= Chamber of Electrical Engineers of Turkey =

Engineering organization of Turkey

The Chamber of Electrical Engineers of Turkey (Elektrik Mühendisleri Odası) was established in 1954. It is one of the 23 members of the confederation named Union of chambers of Turkish engineers and architects.

== Coverage ==
The chamber used to include electronics, telecommunication, computer and biomedical engineers as well as electrical engineers. However, as of 2012, computer engineers issued from the chamber. (see Chamber of Computer Engineers of Turkey) According to law, all engineers in these fields are required to join the chamber after they complete their engineering education.
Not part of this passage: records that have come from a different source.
PR #3378, opened 2021-03-23
Fix US postcodes and generate address area data

vfarah-if:
### Checklist

  <details>
  
  </details>
  
  <details>
  
  </details>

### General points

<details>

</details>


datahub/company/test/factories.py
```diff
@@ -110,6 +110,16 @@ class Meta:
         model = 'company.Company'
 
 
+class USCompanyFactory(CompanyFactory):
```
elcct, line 113: This should rather be a pytest.fixture. We tend to use specific factories for different kind of objects, e.g. CompanyFactory or SubsidiaryFactory and fixtures for specific attributes of an object.

datahub/core/constants.py
```diff
@@ -21,7 +939,13 @@ class Country(Enum):
     japan = Constant('Japan', '85756b9a-5d95-e211-a939-e4115bead28a')
     montserrat = Constant('Montserrat', '1350bdb8-5d95-e211-a939-e4115bead28a')
     united_kingdom = Constant('United Kingdom', '80756b9a-5d95-e211-a939-e4115bead28a')
-    united_states = Constant('United States', '81756b9a-5d95-e211-a939-e4115bead28a')
+    united_states = CountryConstant(
```
elcct, line 942: Why united_states have a specific constant different from other countries? I am not sure if this is a good idea to involve constants into postcode renaming - shouldn't that be its own thing?

datahub/dbmaintenance/management/commands/fix_us_company_address_postcode_for_company_address_area.py
```diff
@@ -0,0 +1,149 @@
...
+        self.fix_postcodes_and_address_areas()
+
+    def fix_postcodes_and_address_areas(self):
+        """
+        Does update on the postcode address table
+        """
+        with reversion.create_revision():
+            self.update_address_postcode()
+            self.update_registered_address_postcode()
+            reversion.set_comment('Address Postcode Fix.')
```
elcct, line 41: It seems like tests that check whether a new revision is created are missing.

datahub/core/constants.py
vfarah-if: United states is the only country at the moment that utilises the zip code pattern so we will slowly bring the others inline one country at a time and in the end, they will all utilise the CountryConstant

elcct: If the number of countries is going to grow, eventually this will become a copy of Country metadata, but enhanced with postcode information. Why not adding it to metadata or making it its own thing?

datahub/core/constants.py
```diff
@@ -3,6 +3,924 @@
...
+    'CountryConstant',
+    (
+        'name',
+        'id',
+        'postcode_pattern',
+        'postcode_replacement',
+    ),
+)
+
+US_ZIP_STATES = (
```
elcct, line 16: How this is going to look like for other countries?
Can this be generalised and stored as new metadata objects?

datahub/core/constants.py
vfarah-if: We don't know how this will work in other countries or what priorities this will take, so for now we prefer to keep it the way it is or leave it inside the command file the way it originally was. The only reason this has been extended to constants was based on another review where  where you asked us to create constants in the constants file instand of the command class. I like what you are proposing, just think it can change a little further down the line.

elcct: You defined `UNITED_STATES_ID` in the command which was a duplicate of a constant, so I suggested that you use a constant that is already defined.
I don't think it is a good idea to have multiple schemas for the country constant, as this is confusing and breaks separation of concerns.

datahub/core/constants.py
vfarah-if: At the moment Canada would be the same as United States, but I have no idea if all the other countries would follow a different pattern which is why I can't answer your question. I think this is too early on for us to make a decision which is why the constants where originally inside the command itself.

datahub/core/constants.py
vfarah-if: I have no idea what UNITED_STATES_ID in the command, may have been historical or rectified now.

datahub/dbmaintenance/management/commands/fix_us_company_address_postcode_for_company_address_area.py
vfarah-if: Fixed but it seems the revision component does not work with batch updates. So I have changed the US postcode to do linear updates through Python which is very bad for database tasks but good for auditing.

docs/Database migration guidelines.md
```diff
@@ -0,0 +1,15 @@
...
+
+1. This utilises a well defined **Django command pattern** meaning you can execute what ever your file name is called as a command, externally and internally, utilising Django e.g. `python manage.py <your_command_name>` or `docker-compose run api python manage.py <your_command_name>`
+
+2. Make sure whatever is done can be rolled back or **audited** using the [Django reversion](https://django-reversion.readthedocs.io/en/stable/) library. This does however come with its own limitations and is probably the main reason this document exists. Django reversion **does not support batch updates**, meaning you always need to do all Postgres updates inefficiently through Python code sequentially one row at a time and cant support either a raw SQL or ORM multi update/create. As slow and inefficient as this seems, and it will be, the only thing that triggers changes on the reversion audit and middleware that listens for changes, is on single changes or commits.
```
elcct, line 7: I am not sure if this document or this paragraph is helpful. The fact that reversion doesn't support bulk updates is mentioned on the first page of reversion documentation. It is a limitation of Django ORM itself as it doesn't send signals that Reversion listens for during a bulk update. It is just a trade off. Doing a single update over entire table may lock it for other operations and you still will end up with corrupted audit log. An update per row does not take a lot of memory and is short enough so that it shouldn't interfere with other operations and as I understand this update doesn't not have to be done in near real-time anyway. So "inefficient" may mean different things depending on the context and here sounds misleading.

datahub/dbmaintenance/management/commands/fix_us_company_address_postcode_for_company_address_area.py
```diff
@@ -0,0 +1,148 @@
...
+            return True
+        return False
+
+    def us_administrative_area_by_code(self, area_code):
+        """
+        Gets United States Administrative Area by Area Code
+        @param area_code:
+        @return: First Administrative Area Found
+        """
+        return AdministrativeArea.objects.filter(
```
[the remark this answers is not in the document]
vfarah-if: We don't want to go through all the data once something has been updated - happy with this working as is for optimisation.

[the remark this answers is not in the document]
vfarah-if: Production will have 16000 records to go through - this will reduce it for next time

datahub/dbmaintenance/test/commands/test_fix_us_company_address_postcode_for_company_address_area.py
```diff
@@ -0,0 +1,288 @@
...
+    @param post_code: POSTCODE good
+    @param area_code: Area Code to be generated from Command
+    @param area_name: Area Name to describe area code
+    """
+    company = setup_us_company_with_all_addresses(post_code)
+    assert company.registered_address_area is None
+
+    call_command('fix_us_company_address_postcode_for_company_address_area')
+
+    current_company = Company.objects.first()
```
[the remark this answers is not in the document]
vfarah-if: That is much better thanks will fix all references

datahub/core/constants.py
```diff
@@ -3,6 +3,14 @@
 
 Constant = namedtuple('Constant', ('name', 'id'))
 OrderedConstant = namedtuple('OrderedConstant', ('name', 'id', 'order'))
+CountryPostcodeConstant = namedtuple(
```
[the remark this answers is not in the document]
vfarah-if: Fixed. Great suggestion, felt that most files seem to be too large but was thinking this is the pattern for most things here. Will make sure that happens again.

datahub/core/constants.py
```diff
@@ -33,6 +950,17 @@ class Country(Enum):
     united_states = Constant('United States', '81756b9a-5d95-e211-a939-e4115bead28a')
 
 
+class CountryPostcodeFormat(Enum):
+    """Country Postcode Replacement Format"""
+
+    united_states = CountryPostcodeConstant(
+        Country.united_states.value.id,
+        (r'^.*?(?:(\d{5}-\d{4})|(\d{5}\s-\s\d{4})'
```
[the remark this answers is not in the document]
vfarah-if: The expression had a comment with https://regex101.com/r/4XUuax/2 full explanation of the regex but shifting it about I misplaced this next to the file.

docs/Database migration guidelines.md
vfarah-if: In my case I missed this in the documentation because I was not looking for what works and doesn't, I was looking for specific things in the document I may need. I expected this to work for batching as iterating through everything using python would be a last resort, in my opinion, for dealing with database activities. My first solution was a SQL solution because of the dynamic nature of the data and annotations and so this seemed elegant and efficient. The backup mechanism could have been just as simple by selecting into a backup table and restoring from that if need be. The ORM version was a little less elegant but did not work with revision. The final solution is iteration through 16000 records 1 row at a time and seems a very inefficient way of doing what a database does better. Imagine this to be the full company, that would have been even worse, which is what I imply by inefficient sequential update.

datahub/dbmaintenance/management/commands/fix_us_company_address_postcode_for_company_address_area.py
```diff
@@ -0,0 +1,151 @@
...
+from datahub.core.validate_utils import is_not_blank
+from datahub.metadata.models import AdministrativeArea
+
+logger = getLogger(__name__)
+
+
+class Command(BaseCommand):
+    """
+    Command to query for the ids of duns-linked companies for a particular set of
+    one list tiers and (optionally) particular set of account managers.
```
mforner13, line 20: I think this docstring has accidentally been left in from copying another command :)

mforner13 (commented):
Looks good - comments are around updating/improving wording :)

mforner13:
More details in the PR description would be really useful for reviewers too :) E.g. Why the change is happening, the logic used and why particular choices were made over others.

docs/Database migration guidelines.md
elcct: Proposed other solutions would leave the audit log in corrupted state and in case of pure SQL there was also insufficient test coverage, so given that, you couldn't say they were more efficient, because they didn't fully work. 
The number of records that have to be processed given these constraints is small and should take reasonable time. 
If you could come up with a better way of updating this data while maintaining the integrity of audit log and interoperability that would be amazing and something that could be looked into.

ambrozic: Can we be honest with ourselves and remove this document from PR? It adds no value for an average datahub / django developer.

elcct: I also think it should be removed as it doesn't add value.
Another point is that as the bulk update does not trigger ORM signals, it wouldn't synchronise the records with Elasticsearch as a result and you would have to think how to synchronise the updated records afterwards.

datahub/dbmaintenance/management/commands/fix_us_company_address_postcode_for_company_address_area.py
```diff
@@ -0,0 +1,151 @@
...
+                        f'"{us_company.registered_address_postcode}"')
+            us_company.save(force_update=True)
+            return True
+        return False
+
+    def format_postcode(self, postcode):
+        """
+        Format postcode with postcode pattern for united states
+        @param postcode:
+        @return: Formatted us postcode value
```
tomkingston, line 132: Sorry - just adding a quick comment to the review, but this docstring format isn't used elsewhere in the repo - other places use the [sphinx docstring format](https://sphinx-rtd-tutorial.readthedocs.io/en/latest/docstrings.html). For example:
```
:param postcode: the US postcode
:return: formatted US postcode
```

datahub/dbmaintenance/test/commands/test_fix_us_company_address_postcode_for_company_address_area.py
```diff
@@ -0,0 +1,289 @@
...
+    assert actual_result == expected_result
+
+
+@pytest.mark.parametrize('post_code, area_code, area_name',
+                         [('00589', 'NY', 'New York'),
+                          ('00612-1234', 'PR', 'Puerto Rico'),
+                          ('01012', 'MA', 'Massachusetts'),
+                          ('02823', 'RI', 'Rhode Island'),
+                          ])
+def test_us_company_with_unique_zips_generates_valid_address_area(
```
tomkingston, line 112: What you have written here is valid pep8, but the indentation style does have a few disadvantages - a few of which are described in this [SO answer](https://stackoverflow.com/a/39459117), this would be preferred:
```
@pytest.mark.parametrize(
    'post_code, area_code, area_name',
    [
        ('00589', 'NY', 'New York'),
        ('00612-1234', 'PR', 'Puerto Rico'),
        ('01012', 'MA', 'Massachusetts'),
        ('02823', 'RI', 'Rhode Island'),
    ]
)
```

tomkingston: There has been some suggestion of using [Black](https://github.com/psf/black) for strict formatting rules - just trying this out and it would enforce the style I have just suggested.

elcct: We have this doc https://github.com/uktrade/data-hub-api/blob/develop/docs/Coding%20style.md that addresses the style of formatting. 
Not sure if Black can be setup to support this flavour, otherwise we would rather have to reformat the whole repository to be consistent.

docs/Database migration guidelines.md
vfarah-if: Greg and Pawel, the team is now made up of developers who have strengths in the front-end and backend, so it makes sense to not make any assumptions and document a space I didn't find obvious. I agree that I am no Django expert, so I create this document for someone who has the same level as me  and may be hard to understand. The elastic data can be indexed with **python manage.py sync_es**. I will delete this and add it to our confluence.

datahub/dbmaintenance/management/commands/fix_us_company_address_postcode_for_company_address_area.py
vfarah-if: Thanks Tom will fix up all the references with this issue

datahub/dbmaintenance/management/commands/fix_us_company_address_postcode_for_company_address_area.py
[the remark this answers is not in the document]
vfarah-if: Yes there are duplicate areas when all international data is loaded, which was apparent and obvious when all the international data was in this branch. As this was moved out it seems strange because you don't see the other international data, but going forward, if this method is to be idempotent and consistent, we need to check the country too.

datahub/dbmaintenance/test/commands/test_fix_us_company_address_postcode_for_company_address_area.py
vfarah-if: Fixed

tomkingston (approved):
My comments have been addressed so marking as approved from me (subject to @elcct and @mforner13 approvals)

mforner13 (approved):
👍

The total number of chamber members was around 42 000 as of 2009.

== Organization ==
The center of the chamber is in Ankara. But there are 14 branch offices all over Turkey; namely in Adana, Ankara, Antalya, Bursa, Denizli, Diyarbakır, Eskişehir, Gaziantep, Istanbul, İzmir, İzmit, Mersin, Samsun, and Trabzon. All branch offices have several sub offices in other cities.

== Objectives ==
Among the many objectives of the chamber, some of which are carried out with the collaboration of the universities and municipalities, the following can be emphasized:
- Organization of training courses, fairs, seminars, symposiums for the members. EMO also informs members about updates of standards, norms, regulations and technical specifications
- Consultation with the public authority and Union of Chambers of Turkish Engineers and Architects to prepare and change the laws and regulations concerning the activities of the chamber; preparation of press statements about professional matters.
- Authorization of building projects (installations such as power, illumination, audio-visual etc.) EMO annually supervises earthing and elevators in the industrial plants and buildings.
- Serving as an expert, arbitrator, consultant, etc. at courts concerning the profession.